TASK GOAL:
In the entries below, find each line where the word "toast" appears and give only the total count of such lines.

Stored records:
PR #4420, opened 2026-02-25
fix: Silent error when creating product variant when no active tax zo…

### LINKED ISSUE #4358: Creating variants for a product with options fails + any dashboard errors are being swallowed
**Describe the bug**

1. Creating variants for a product with options fails
2. Whenever anything fails, there is no feedback to the admin.

**To Reproduce**
Steps to reproduce the behaviour:

1. Create a product.
2. Create an option group and variants
3. Click save.
4. Option groups are created, but variant creation fails with `The active tax zone could not be determined. Ensure a default tax zone is set for the current channel.`
5. Try recreating the variants again, which only shows 1 variant input field, which will fail with a different error, because a variant for each option should be given.

**Expected behavior**
1. I would expect to see an error if variant creation fails.
2. I would expect that clicking `Create variants` again would prompt the 3 variant fields again.

**Actual behavior**
Both errors are swallowed; admin doesn't see any error but does see that no variants are created.

**Screenshots/Videos**

Option groups are created

Image

But creating variants doesnt prompt variant fields for all three options:

Image

- Nodejs version: 24
- Operating System (Windows/macOS/Linux): Ubuntu
- Browser (if applicable): Brave

Ryrahul:
## Description

The **"Create Variants"** dialog silently swallowed errors during variant creation.  
If the backend returned an error (e.g., *"The active tax zone could not be determined"*), the admin saw no feedback , the `catch` block only had `console.error` with an unimplemented TODO comment.

Added a `toast.error()` notification so the admin now sees the error message when variant creation fails.

---

**Note:** There is a second related issue where retrying after a failure only shows **1 variant input field** instead of all expected fields. This happens because `handleCreateVariants` runs three sequential steps via `Promise.all` / `mutateAsync`:

1. Create option groups (persisted to server)  
2. Assign option groups to product (persisted to server)  
3. Create variants (fails)

Steps 1–2 succeed and persist before step 3 fails, leaving the product with option groups but no variants. When the dialog reopens, it mounts fresh with empty local state, so `generateVariants([])` returns a single default variant.

Fixing this properly requires either:
- Splitting the flow into separate phases
- Detecting already-assigned option groups on dialog open
- Adding rollback logic  

This needs further discussion on the preferred approach.

---

## Breaking changes

None.

---

## Checklist

📌 **Always:**

Partially fixes #4358

### DIFF
--- a/packages/dashboard/src/app/routes/_authenticated/_products/components/create-product-variants-dialog.tsx
+++ b/packages/dashboard/src/app/routes/_authenticated/_products/components/create-product-variants-dialog.tsx
@@ -10,11 +10,12 @@ import {
 } from '@/vdb/components/ui/dialog.js';
 import { api } from '@/vdb/graphql/api.js';
 import { useChannel } from '@/vdb/hooks/use-channel.js';
-import { Trans } from '@lingui/react/macro';
 import { normalizeString } from '@/vdb/lib/utils.js';
+import { Trans, useLingui } from '@lingui/react/macro';
 import { useMutation } from '@tanstack/react-query';
 import { Plus } from 'lucide-react';
 import { useCallback, useState } from 'react';
+import { toast } from 'sonner';
 import {
     addOptionGroupToProductDocument,
     createProductOptionGroupDocument,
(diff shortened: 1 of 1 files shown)


Ryrahul:
Closing , As its fixed in #4460

PR #4427, opened 2026-02-26
fix(dashboard): Handle nested customFields in transformRelationFields

### LINKED ISSUE #4380: Custom fields not saving correctly on draft orders

grolmus:
## Summary

- Make `transformRelationFields` recursive to process customFields at any nesting level
- Fix draft orders where customFields are nested inside `input` object (`input.customFields`) rather than at root level
- Fix relation field clearing by using `null` instead of `undefined` (so the value is sent to the server)

## Changes

- `utils.ts`: Refactored `transformRelationFields` to use a separate `processRelationCustomFields` helper that recursively processes nested objects
- `relation-selector.tsx`: Changed `onChange(undefined)` to `onChange(null)` when clearing a single relation field
- Added test cases for nested customFields scenarios

Fixes #4380

### DIFF
--- a/packages/dashboard/src/app/routes/_authenticated/_orders/orders_.draft.$id.tsx
+++ b/packages/dashboard/src/app/routes/_authenticated/_orders/orders_.draft.$id.tsx
@@ -7,6 +7,7 @@ import { Button } from '@/vdb/components/ui/button.js';
 import { Form } from '@/vdb/components/ui/form.js';
 import { addCustomFields } from '@/vdb/framework/document-introspection/add-custom-fields.js';
 import { useGeneratedForm } from '@/vdb/framework/form-engine/use-generated-form.js';
+import { useCustomFieldConfig } from '@/vdb/hooks/use-custom-field-config.js';
 import {
     Page,
     PageActionBar,
@@ -69,6 +70,30 @@ function DraftOrderPage() {
         params: { id: params.id },
     });
 
+    const orderCustomFields = useCustomFieldConfig('Order');
+
+    const transformCustomFieldsForForm = (customFields: Record<string, any> | undefined) => {
+        if (!customFields) return {};
+        const result: Record<string, any> = {};
+        for (const [key, value] of Object.entries(customFields)) {
+            const fieldConfig = orderCustomFields.find(f => f.name === key);
+            if (fieldConfig?.type === 'relation') {
+                // Convert relation objects to IDs for the form
+                const idKey = fieldConfig.list ? `${key}Ids` : `${key}Id`;
+                if (value === null) {
+                    result[idKey] = null;
+                } else if (Array.isArray(value)) {
+                    result[idKey] = value.map((v: { id: string }) => v.id);
+                } else if (value?.id) {
+                    result[idKey] = value.id;
+                }
+            } else {
+                result[key] = value;
+            }
+        }
+        return result;
+    };
+
     const { form: orderCustomFieldsForm } = useGeneratedForm({
         document: setDraftOrderCustomFieldsDocument,
         varName: undefined,
@@ -78,7 +103,7 @@ function DraftOrderPage() {
                 orderId: entity.id,
                 input: {
                     id: entity.id,
-                    customFields: entity.customFields,
+                    customFields: transformCustomFieldsForForm(entity.customFields),
                 },
             };
         },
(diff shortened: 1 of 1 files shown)


biggamesmallworld:
Nice fix! One thing I noticed: the null handling for list relations doesn't quite match what you've done for single relations.

For single relations, you correctly preserve `null` so it gets sent to the server:

```typescript
customFieldsObj[relationField] = relationValue === null ? null : relationValue?.id;
```

But for list relations, when `relationValue` is `null`, the `if (Array.isArray(relationValue))` check is skipped, so `relationField` never gets set — the `null` is silently dropped. Could you add the same treatment here? Something like:

```typescript
if (customField.list) {
    const propertyAccessorKey = customField.name.replace(/Ids$/, '');
    const relationValue = customFieldsObj[propertyAccessorKey];

    if (relationValue === null) {
        customFieldsObj[relationField] = null;
    } else if (Array.isArray(relationValue)) {
        customFieldsObj[relationField] = relationValue.map((v: { id: string }) => v.id);
    }
    delete customFieldsObj[propertyAccessorKey];
}
```

That way clearing a list relation works the same as clearing a single relation.

biggamesmallworld:
## Additional fix: relation custom fields display & save on draft orders

During testing we found that the original `transformRelationFields` approach doesn't fully work for draft orders because `getOperationVariablesFields` sees `customFields` as an opaque `JSON` scalar (not a typed input like `UpdateOrderCustomFieldsInput`). This means the recursive processing has no field definitions to work with and passes values through unchanged.

This caused two issues reported in #4380:

### 1. Saving failed with `BAD_USER_INPUT`
The form values contained both the relation object (`relatedProduct: null`) and the ID field (`relatedProductId: "28"`). Since `transformRelationFields` couldn't process them, both were sent in the mutation.

### 2. Existing values not displayed (the "second issue" mentioned in #4380)
The `RelationSelector` is bound to `relatedProductId`, but `setValues` passed the raw entity `customFields` which only has `relatedProduct: { id, name, ... }`. Without the transform, `relatedProductId` was never set, so the selector showed nothing.

### Fix
Instead of relying on `transformRelationFields` (which needs typed schema info), the draft order page now uses `useCustomFieldConfig('Order')` to:
- **On init**: Convert relation objects to IDs in `setValues` (e.g. `relatedProduct: { id: "40" }` → `relatedProductId: "40"`)
- **On submit**: Strip relation object keys before sending the mutation (keeping only `relatedProductId`)

This fully covers both issues described in #4380.

biggamesmallworld:
## Manual testing

Verified both fixes locally in the browser with the following dev-config setup:

```typescript
customFields: {
    Order: [
        {
            name: 'relatedProduct',
            type: 'relation',
            entity: Product,
            nullable: true,
            eager: true,
        },
    ],
},
```

After `npm run populate` and starting the dev server + dashboard:

1. Created a draft order, added a customer, product, and shipping method
2. Opened the "Custom fields" section — the `relatedProduct` RelationSelector rendered correctly
3. Selected a product — clicked "Set custom fields" — **mutation succeeded** (no `BAD_USER_INPUT` error)
4. Refreshed the page — **the selected product was displayed** in the RelationSelector (previously it showed nothing)
5. Changed the selection to a different product — saved again — value updated correctly

grolmus:
Closing in favor of #4407, which provides a cleaner recursive fix for `transformRelationFields` that's more consistent with the existing utility patterns in the same file.

This PR did identify a separate real bug: clearing a single relation field uses `onChange(undefined)` in `relation-selector.tsx`, which gets stripped from JSON serialization — so the server never receives the "clear this field" instruction. That fix (changing to `onChange(null)` + handling null explicitly in the transform) will be addressed in a separate focused PR.

PR #4428, opened 2026-02-26
fix(dashboard): Use index-based identification for collection filters

### LINKED ISSUE #4327: Dashboard: Collection filters with same type share state incorrectly
When adding multiple collection filters of the same type (e.g., two "Filter by product variant name" filters), the input fields are incorrectly synchronized. Changing values in one filter causes all filters with the same code to update with identical values. Additionally, the AND/OR combinator toggle reverts to AND regardless of the selected value.

## Steps to Reproduce

1. Open Vendure Admin Dashboard
2. Navigate to **Catalog → Collections**
3. Open any collection or create a new one
4. Click "Add collection filter" and select "Filter by product variant name"
   - Set operator dropdown to "contains"
   - Set term input field to "shirt"
5. Click "Add collection filter" again and select "Filter by product variant name" (same type)
   - Set operator dropdown to "contains"  
   - Set term input field to "pants"
6. Try to change the operator or term in the first filter

**Expected Behavior:**
- Each filter should maintain its own independent state
- Changing values in one filter should not affect other filters
- The AND/OR toggle should persist the selected value

**Actual Behavior:**
- Both filters update with the same values when either is changed
- Input fields are synchronized across all filters with the same code
- The AND/OR toggle reverts to AND after selection

## Environment

- **Vendure Version:** 3.5.2
- **Dashboard Version:** 3.5.2
- **Browser:** Chrome
- **OS:** macOS (likely affects all OS)

## Root Cause

The bug is located in:
```
packages/admin-ui/src/lib/components/shared/configurable-operation-multi-selector.tsx
```

Specifically in the `onOperationValueChange` function (line 143-148):

```typescript
const onOperationValueChange = (
    operation: ConfigurableOperationInputType,
    newVal: ConfigurableOperationInputType,
) => {
    onChange(value.map(op => (op.code === operation.code ? newVal : op)));
};
```

The function identifies filters by their `code` property, which means all filters of the same type share the same code. When updating, it replaces **all** filters with matching codes instead of only the specific filter being edited.

## Proposed Fix

Change the function to use **index-based identification** instead of code-based:

```typescript
const onOperationValueChange = (
    index: number,
    newVal: ConfigurableOperationInputType,
) => {
    onChange(value.map((op, i) => (i === index ? newVal : op)));
};
```

And update the call site (line 209):

```typescript
onChange={value => onOperationValueChange(index, value)}
```

## Impact

This bug affects:
- ✅ Collection filters (primary impact - confirmed)
- ⚠️ Potentially promotion conditions/actions (same component is used)
- ⚠️ Any configurable operation that allows multiple instances of the same type

## Additional Notes

- The `onCombinationModeChange` function already uses index-based updates correctly (line 154-167), so the fix aligns with the existing pattern in the same component
- This is a UI state management bug, not a backend/API issue
- The bug makes it impossible to use multiple filters of the same type with different values

grolmus:
## Summary

- Fixed collection filters with the same type sharing state incorrectly
- Changed `onOperationValueChange` to use index-based identification instead of code-based
- Enabled the existing regression test for this issue

The bug was in `configurable-operation-multi-selector.tsx` where filters were identified by `code`, causing all filters of the same type to update when any one changed.

## Test plan

- [x] Manually verified fix in dashboard (added 2 "Filter by product variant name" filters with different values)
- [ ] CI runs `issue-4327-collection-filter-state.spec.ts` regression test

Fixes #4327


biggamesmallworld:
Hey @grolmus, nice fix! The logic change is correct and clean.

The dashboard e2e failure is a small casing issue in the test. The `variant-name-filter`'s `term` argument has no explicit label, so the UI falls back to the argument name `"term"` (lowercase). The test is looking for `'Term'` (capitalized).

In `issue-4327-collection-filter-state.spec.ts`, lines 33 and 43:

```diff
- has: page.getByText('Term', { exact: true }),
+ has: page.getByText('term', { exact: true }),
```

That should get CI green. 🙂

biggamesmallworld:
The CI has two failures. Here's how to fix them:

### 1. Dashboard e2e test failure (`issue-4327-collection-filter-state.spec.ts`)

The test times out at line 35 looking for a textbox inside `[data-slot="field"]` containing the text `"Term"` (capital T).

The `variant-name-filter` defines its arg as `term: { type: 'string' }` with no explicit `label`. In `configurable-operation-input.tsx:113`, the label renders as `{arg.label || arg.name}` — falling back to `arg.name` = `"term"` (lowercase).

**Fix:** Change `'Term'` to `'term'` on lines 33 and 44 of the test file:

```diff
-            has: page.getByText('Term', { exact: true }),
+            has: page.getByText('term', { exact: true }),
```

### 2. Dashboard i18n sync

The `.po` catalog files are out of sync with the source code.

**Fix:** Run `npm run i18n:extract --workspace=@vendure/dashboard` and commit the updated `.po` files.

---

Also, please enable "Allow edits from maintainers" on this PR so we can push fixes directly if needed.

Issue #4430, opened 2026-02-26
Custom field permission bug on entity updates


Ryrahul:
## Describe the bug

Custom fields with `requiresPermission` on any entity  prevent non-superadmin users from updating any other fields on that entity via the Dashboard UI.

The Dashboard sends all custom field values in the mutation input  including ones the user doesn't have permission to write  causing the server to reject the entire update.

---

## To Reproduce

1. Add a custom field on Collection with requiresPermission: [Permission.SuperAdmin]

   config.customFields.Collection.push({
     name: 'isBrandCollection',
     type: 'boolean',
     defaultValue: false,
     public: true,
     requiresPermission: [Permission.SuperAdmin],
   });

2. On Dashboard UI, login as a non-superadmin (e.g. a seller admin)
3. Go to any Collection detail page
4. Edit any field (e.g. the collection name) and click update
5. See error

---

## Expected behavior

Since the user is not modifying the isBrandCollection custom field, but only updating other fields they have permission to edit, the update should succeed.

---

## Actual behavior

The mutation fails with a permission error because the Dashboard includes the isBrandCollection field in the mutation payload even though the user never touched it.

---

## Error logs

Failed to update collection:  
GraphQL Request Error: You do not have the required permissions to update the "isBrandCollection" field.  
[Vendure Server] USER_INPUT_ERROR: error.field-invalid-no-permission

---

## Environment

- @vendure/core version: 3.5.4  
- Dashboard: React (new)

---

## Minimal reproduction

config.customFields.Collection.push({
  name: 'isBrandCollection',
  type: 'boolean',
  defaultValue: false,
  public: true,
  requiresPermission: [Permission.SuperAdmin],
});

---

## Workaround

Use the GraphQL Playground or log in as SuperAdmin to perform updates.

---

## Additional context

- This affects all entities with custom fields, not just Collection — any entity detail page in the Dashboard copies raw query data (including non-permitted custom fields) into the mutation input.
- The root cause is in removeReadonlyAndLocalizedCustomFields in packages/dashboard/src/lib/utils.ts — it strips readonly and locale fields but does not strip fields the user lacks permission for.

Relates to #4426

mehringer68:
[...]

PR #4431, opened 2026-02-26
fix: Remove non permitted customfield from mutation before submit

### LINKED ISSUE #4426: Dashboard UI: Custom fields on product variant with superadmin permissions interfering with editing other fields on the variant by non-superuser admin.
**Describe the bug**
Custom field on product variant with superadmin permissions required is interfering with other admins with being able to update any of the other fields on the product variant form the Dashboard UI

**To Reproduce**
1.Add a custom field on the product variant with `requiresPermission: [Permission.SuperAdmin]`
2. On Dashboard UI login as non-superadmin admin (like a seller admin)
3. Go to any product variant detail page
4. Edit any field and click on update.
5. You will see an error saying that the user doesn't have permission to update the custom field

**Expected behavior**
Since I am not actually updating the custom field, but am updating other fields that I have permissions to view and edit, I should be able to do that. This works fine on the Admin UI

**Error logs**
- Failed to update product variant:
  GraphQL Request Error: You do not have the required permissions to update the "xxxxxxx" field.

```
[Vendure Server] USER_INPUT_ERROR: error.field-invalid-no-permission
```

**Minimal reproduction**

```typescript
 config.customFields.ProductVariant.push({
      name: 'some-var',
      type: 'boolean',
      defaultValue: false,
      public: true,
      requiresPermission: [Permission.SuperAdmin],
    });
```

**Workaround**
using the superadmin to make the updates for now.

Ryrahul:
## Description

Fixes the issue where custom fields with `requiresPermission` (e.g. `Permission.SuperAdmin`) were being included in update mutations even for users who lack those permissions, causing the server to reject the entire update with error `field-invalid-no-permission`.

### Root cause

The Dashboard's `setValuesForUpdate` copies all custom field values from the raw GraphQL query response (including non-permitted fields) into the mutation input. The existing `removeReadonlyAndLocalizedCustomFields` function only stripped `readonly` and `localeString/localeText` fields it had no concept of permission-based filtering.

### Fix

Updated `removeReadonlyAndLocalizedCustomFields` in `packages/dashboard/src/lib/utils.ts` to also strip any custom field key not present in the permitted config list (which is already filtered by `useCustomFieldConfig()` based on user permissions). This covers both root `customFields` and `translation.customFields`.

Also handles `relation` type custom fields which use `Id/Ids` suffixed names in the mutation input after being transformed by `transformRelationFields()`.

This affects all entities with custom fields 
---

## Breaking changes

No breaking changes.

---

## Checklist

Fixes: #4426  & #4430


grolmus (approved):
Logic is correct. Key points verified:

1. `permittedFieldNames` Set derived from the already-permission-filtered config is the right approach
2. Relation field handling (`nameId`/`nameIds` variants) correctly accounts for `transformRelationFields()` running before this
3. Removing the `!customFieldConfigs?.length` early return is correct — when config is empty (no permitted fields), ALL custom fields should be stripped
4. Both root and translation custom fields are cleaned

Minor nit: no tests added. The `utils.ts` likely has existing test coverage — would be nice to add a case for permission-filtered custom fields, but not blocking.

Ryrahul:
@grolmus  can this be included in next release ? Will add the test cases if required before merge

michaelbromley:
Hi!

My review flagged this potential issue, can you look into it?

---

Readonly relation fields still leak through. readonlyFieldNames is built from config.name only (e.g. featuredProduct), but by the time this runs the key has been renamed to featuredProductId / featuredProductsIds. So a readonly: true relation field:
- isn't matched by the readonly loop (wrong name)
- is in the permitted set (under its Id/Ids form)
- ends up in the mutation input anyway

CodeRabbit flagged this; the follow-up commits didn't address it. Five-line fix:

```ts
const readonlyFieldNames = customFieldConfigs.flatMap(config => {
    if (config.readonly !== true) return [];
    if (config.type === 'relation') {
        return [config.name, `${config.name}Id`, `${config.name}Ids`];
    }
    return [config.name];
});
```

—

Also, since this is covering quite a complex array of different cases, some unit tests would probably make sense at this point - should be very doable with a pure function like this.

michaelbromley (approved):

SOLVED EXERCISE:
2